DESCRIPTION OF THE TASK:
Exact reproduction required: the lines below from the line with "# Must be included" to the line with "on your system.", both ends included, and no others.
** SUPPLIED MATERIAL follows **
PR #549, opened 2020-09-01
[cudamapper] Let create_index() accept an IndexDescriptor

nvvishanthi:
As discussed in [!536](https://github.com/clara-parabricks/GenomeWorks/pull/536), allow the create_index() function to accept an IndexDescriptor object

closes [!539](https://github.com/clara-parabricks/GenomeWorks/issues/539)


nvvishanthi:
Currently this MR needs !536 before it can be merged. Also, added a new create_index() function instead of replacing the old one, in case we needed to retain compatibility. Not sure if this is required, however

mimaric:
I think we should completely replace the old interface, passing `IndexDescriptor` instead of `read_id` and `number_of_reads` makes way more sense.
This does mean that a larger change is going to be needed, hopefully it will only consist of finding and replacing calls.

nvvishanthi:
@mimaric I removed the old interface and fixed usage. Anything else that needs to be done?

mimaric:
> @mimaric I removed the old interface and fixed usage. Anything else that needs to be done?

I think this change should be propagated to `IndexGPU` as well, i.e. `IndexGPU`'s constructor should take `IndexDescriptor`. That way it would be consistent with `create_index()` and as we already discussed `IndexDescriptor` makes the interface clearer

nvvishanthi:
> I think this change should be propagated to IndexGPU as well, i.e. IndexGPU's constructor should take IndexDescriptor.
Makes sense I will make the change. At first I didn't think to change that because IndexGPU is an internal type, and IndexDescriptor was an "interface" type, but I guess I was overthinking that

nvvishanthi:
Done (I think) and all tests passed :). Had to change some of the tests, so I wanted to check and make sure I didn't alter the behavior to something incorrect

mimaric:
Ok, so ready for re-review?

nvvishanthi:
yup I think so

mimaric (approved):

PR #556, opened 2020-09-11
[cudamapper]: Print in SAM format

nvvishanthi:
Add outputting overlapped sequences + alignments in SAM/BAM format

closes [!335](https://github.com/clara-parabricks/GenomeWorks/issues/335)

### DIFF
--- a/CMakeLists.txt
+++ b/CMakeLists.txt
@@ -41,6 +41,8 @@ option(gw_profiling "Compile a binary for profiling with NVTX markers." OFF)
 option(gw_enable_caching_allocator "Enable caching allocator." ON)
 option(gw_generate_docs "Generate Doxygen documentation" ON)
 option(gw_cuda_gen_all_arch "ON: Generate optimized CUDA code for all architectures | OFF: for detected architectures only" OFF)
+# Optionally build htslib for SAM/BAM support. Requires autoconf to be installed
+option(gw_build_htslib "Build 3rdparty htslib that allows output in SAM/BAM format" OFF)
 
 # Must be included before others for options value validation
 include(cmake/Utils.cmake)
--- a/README.md
+++ b/README.md
@@ -108,6 +108,10 @@ Minimum requirements -
 4. Python 3.6.7+
 5. CMake (>= 3.10.2)
 
+Optional requirements -
+
+1. autoconf (required to output SAM/BAM files)
+
 ## GenomeWorks Setup
 
 ### Build and Install
@@ -123,6 +127,8 @@ make -j install
 NOTE : The `gw_cuda_gen_all_arch=OFF` option pre-generates optimized code only for the GPU(s) on your system.
 For building a binary that pre-generates opimized code for all common GPU architectures, please remove the option
 or set it to `ON`.
+
+NOTE : (OPTIONAL) To enable outputting overlaps in SAM/BAM format, pass the `gw_build_htslib=ON` option.
 
 ### Package generation
 Package generation puts the libraries, headers and binaries built by the `make` command above
--- a/cmake/3rdparty.cmake
+++ b/cmake/3rdparty.cmake
@@ -50,3 +50,10 @@ set_property(TARGET cub APPEND PROPERTY INTERFACE_INCLUDE_DIRECTORIES "${CUB_DIR
 
 set(KSEQPP_DIR ${PROJECT_SOURCE_DIR}/3rdparty/kseqpp/src CACHE STRING
     "Path to kseqpp repo")
+
+if (gw_build_htslib)
+    include(cmake/BuildHTSLib.cmake)
+    build_htslib_source()
+else()
+    message(STATUS "Not building htslib, overlap output to SAM & BAM unavailable. Enable with -Dgw_build_htslib=ON")
+endif()
--- a/cudamapper/CMakeLists.txt
+++ b/cudamapper/CMakeLists.txt
@@ -67,7 +67,15 @@ target_include_directories(${MODULE_NAME}
         $<INSTALL_INTERFACE:include>
         $<BUILD_INTERFACE:${CMAKE_CURRENT_SOURCE_DIR}/include>
 )
-target_link_libraries(${MODULE_NAME} gwbase gwio cub)
+
+# optionally link against htslib
+if (TARGET htslib_project)
+    add_compile_definitions(GW_BUILD_HTSLIB)
+    add_dependencies(${MODULE_NAME} htslib_project)
+    target_link_libraries(${MODULE_NAME} htslib gwbase gwio cub)
+else()
+     target_link_libraries(${MODULE_NAME} gwbase gwio cub)
+endif()
 target_compile_options(${MODULE_NAME} PRIVATE -Werror)
 
 add_doxygen_source_dir(${CMAKE_CURRENT_SOURCE_DIR}/include)
--- a/cudamapper/include/claraparabricks/genomeworks/cudamapper/utils.hpp
+++ b/cudamapper/include/claraparabricks/genomeworks/cudamapper/utils.hpp
@@ -20,6 +20,10 @@
 #include <vector>
 #include <string>
 
+#ifdef GW_BUILD_HTSLIB
+#include "sam.h"
+#endif
+
 #include <claraparabricks/genomeworks/cudamapper/types.hpp>
 #include <claraparabricks/genomeworks/cudamapper/index.hpp>
 
@@ -37,6 +41,14 @@ class FastaParser;
 namespace cudamapper
 {
 
+// enum to determine output format
+enum class OutputFormat
+{
+    PAF,
+    SAM,
+    BAM
+};
+
 /// \brief prints overlaps to stdout in <a href="https://github.com/lh3/miniasm/blob/master/PAF.md">PAF format</a>
 /// \param overlaps vector of overlap objects
 /// \param cigars CIGAR strings. Empty vector if none exist
@@ -51,6 +63,25 @@ void print_paf(const std::vector<Overlap>& overlaps,
                int32_t kmer_size,
                std::mutex& write_output_mutex);
 
+#ifdef GW_BUILD_HTSLIB
+/// \brief prints overlaps to stdout in <a href="https://samtools.github.io/hts-specs/SAMv1.pdf">BAM format</a>
+/// \param overlaps vector of overlap objects
+/// \param cigars CIGAR strings. Empty vector if none exist
+/// \param query_parser needed for read names and lengths
+/// \param target_parser needed for read names and lengths
+/// \param format print in either BAM or SAM
+/// \param write_output_mutex mutex that enables exclusive access to output stream
+/// \param argc (optional) number of command line arguments used to generated the @PG CL sections
+/// \param argv (optional) command line arguments used to generated the @PG CL sections
+void print_sam(const std::vector<Overlap>& overlaps,
+               const std::vector<std::string>& cigars,
+               const io::FastaParser& query_parser,
+               const io::FastaParser& target_parser,
+               OutputFormat format,
+               std::mutex& write_output_mutex,
+               int argc     = -1,
+               char* argv[] = nullptr);
+#endif
 /// \brief returns a vector of IndexDescriptors in which the sum of basepairs of all reads in one IndexDescriptor is at most max_basepairs_per_index
 /// If a single read exceeds max_chunk_size it will be placed in its own IndexDescriptor.
 ///
@@ -59,6 +90,7 @@ void print_paf(const std::vector<Overlap>& overlaps,
 /// \return vector of IndexDescriptors
 std::vector<IndexDescriptor> group_reads_into_indices(const io::FastaParser& parser,
                                                       number_of_basepairs_t max_basepairs_per_index = 1000000);
+
 } // namespace cudamapper
 
 } // namespace genomeworks
--- a/cudamapper/samples/sample_cudamapper.cpp
+++ b/cudamapper/samples/sample_cudamapper.cpp
@@ -73,7 +73,8 @@ void process_batch(std::vector<IndexDescriptor>& query_index_descriptors,
                    const std::shared_ptr<const io::FastaParser> query_parser,
                    const std::shared_ptr<const io::FastaParser> target_parser,
                    DefaultDeviceAllocator allocator,
-                   bool print)
+                   const bool print,
+                   const OutputFormat format)
 {
     // extra variables used in print_paf. Note "cigars" are typically found during alignment.
     const std::vector<std::string> cigars(0);
@@ -126,7 +127,19 @@ void process_batch(std::vector<IndexDescriptor>& query_index_descriptors,
                 // print overlaps
                 if (print)
                 {
-                    print_paf(overlaps, cigars, *query_parser, *target_parser, KMER_SIZE, print_mutex);
+#ifdef GW_BUILD_HTSLIB
+                    if (format == OutputFormat::PAF)
+                    {
+#endif
+                        print_paf(overlaps, cigars, *query_parser, *target_parser, KMER_SIZE, print_mutex);
+#ifdef GW_BUILD_HTSLIB
+                    }
+                    // SAM or BAM, depends on type of format
+                    else
+                    {
+                        print_sam(overlaps, cigars, *query_parser, *target_parser, format, print_mutex);
+                    }
+#endif
                 }
             }
         }
@@ -138,11 +151,12 @@ void process_batch(std::vector<IndexDescriptor>& query_index_descriptors,
 int main(int argc, char** argv)
 {
     // parse command line options
-    int c      = 0;
-    bool help  = false;
-    bool print = false;
+    int c               = 0;
+    bool help           = false;
+    bool print          = false;
+    OutputFormat format = OutputFormat::PAF;
 
-    while ((c = getopt(argc, argv, "hp")) != -1)
+    while ((c = getopt(argc, argv, "hpSB")) != -1)
     {
         switch (c)
         {
@@ -152,6 +166,18 @@ int main(int argc, char** argv)
         case 'h':
             help = true;
             break;
+        case 'S':
+#ifndef GW_BUILD_HTSLIB
+            throw std::runtime_error("ERROR: Argument -S cannot be used without htslib");
+#endif
+            format = OutputFormat::SAM;
+            break;
+        case 'B':
+#ifndef GW_BUILD_HTSLIB
+            throw std::runtime_error("ERROR: Argument -B cannot be used without htslib");
+#endif
+            format = OutputFormat::BAM;
+            break;
         }
     }
 
@@ -160,9 +186,11 @@ int main(int argc, char** argv)
     {
         std::cout << "CUDA Mapper API sample program. Runs minimizer-based approximate mapping" << std::endl;
         std::cout << "Usage:" << std::endl;
-        std::cout << "./sample_cudamapper [-p] [-h]" << std::endl;
+        std::cout << "./sample_cudamapper [-p] [-h] [-S] [-B]" << std::endl;
         std::cout << "-p : Print the overlaps to stdout" << std::endl;
         std::cout << "-h : Print help message" << std::endl;
+        std::cout << "-S : Print in SAM format" << std::endl;
+        std::cout << "-B : Print in BAM format" << std::endl;
         std::exit(0);
     }
 
@@ -183,7 +211,7 @@ int main(int argc, char** argv)
     std::vector<IndexDescriptor> query_index_descriptors  = initialize_batch(query_parser, allocator);
     std::vector<IndexDescriptor> target_index_descriptors = initialize_batch(target_parser, allocator);
 
-    process_batch(query_index_descriptors, target_index_descriptors, query_parser, target_parser, allocator, print);
+    process_batch(query_index_descriptors, target_index_descriptors, query_parser, target_parser, allocator, print, format);
 
     return 0;
 }
--- a/cudamapper/src/application_parameters.cpp
+++ b/cudamapper/src/application_parameters.cpp
@@ -23,6 +23,7 @@
 #include <claraparabricks/genomeworks/cudamapper/index.hpp>
 #include <claraparabricks/genomeworks/io/fasta_parser.hpp>
 #include <claraparabricks/genomeworks/utils/signed_integer_utils.hpp>
+#include <claraparabricks/genomeworks/cudamapper/utils.hpp>
 #include <claraparabricks/genomeworks/version.hpp>
 
 namespace claraparabricks
@@ -59,12 +60,13 @@ ApplicationParameters::ApplicationParameters(int argc, char* argv[])
         {"help", no_argument, 0, 'h'},
     };
 
-    std::string optstring = "k:w:d:m:i:t:F:a:r:l:b:z:RDQ:q:C:c:vh";
+    std::string optstring = "k:w:d:m:i:t:F:a:r:l:b:z:RDQ:q:C:c:BSvh";
 
     bool target_indices_in_host_memory_set   = false;
     bool target_indices_in_device_memory_set = false;
     bool custom_filtering_parameter          = false;
     int32_t argument                         = 0;
+    format                                   = OutputFormat::PAF;
     while ((argument = getopt_long(argc, argv, optstring.c_str(), options, nullptr)) != -1)
     {
         switch (argument)
@@ -130,6 +132,18 @@ ApplicationParameters::ApplicationParameters(int argc, char* argv[])
         case 'c':
             target_indices_in_device_memory     = std::stoi(optarg);
             target_indices_in_device_memory_set = true;
+            break;
+        case 'S':
+#ifndef GW_BUILD_HTSLIB
+            throw std::runtime_error("ERROR: Argument -S cannot be used without htslib");
+#endif
+            format = OutputFormat::SAM;
+            break;
+        case 'B':
+#ifndef GW_BUILD_HTSLIB
+            throw std::runtime_error("ERROR: Argument -B cannot be used without htslib");
+#endif
+            format = OutputFormat::BAM;
             break;
         case 'v':
             print_version();
@@ -354,6 +368,12 @@ void ApplicationParameters::help(int32_t exit_code)
               << R"(
         -c, --target-indices-in-device-memory
             number of target indices to keep in device memory [5])"
+              << R"(
+        -S
+            print overlaps in SAM format"
+              << R"(
+        -B
+            print overlaps in BAM format"
               << R"(
         -v, --version
             Version information)"
--- a/cudamapper/src/main.cu
+++ b/cudamapper/src/main.cu
@@ -370,15 +370,32 @@ void postprocess_and_write_thread_function(const int32_t device_id,
                                                 0.5);
             }
 
-            // write to output
+            // write to output PAF, SAM, or BAM format
             {
-                GW_NVTX_RANGE(profiler, "main::postprocess_and_write_thread::print_paf");
-                print_paf(overlaps,
-                          cigars,
-                          *application_parameters.query_parser,
-                          *application_parameters.target_parser,
-                          application_parameters.kmer_size,
-                          output_mutex);
+                GW_NVTX_RANGE(profiler, "main::postprocess_and_write_thread::print_function");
** End of SUPPLIED MATERIAL **
ANSWER BOX:
 # Must be included before others for options value validation
 include(cmake/Utils.cmake)
--- a/README.md
+++ b/README.md
@@ -108,6 +108,10 @@ Minimum requirements -
 4. Python 3.6.7+
 5. CMake (>= 3.10.2)
 
+Optional requirements -
+
+1. autoconf (required to output SAM/BAM files)
+
 ## GenomeWorks Setup
 
 ### Build and Install
@@ -123,6 +127,8 @@ make -j install
 NOTE : The `gw_cuda_gen_all_arch=OFF` option pre-generates optimized code only for the GPU(s) on your system.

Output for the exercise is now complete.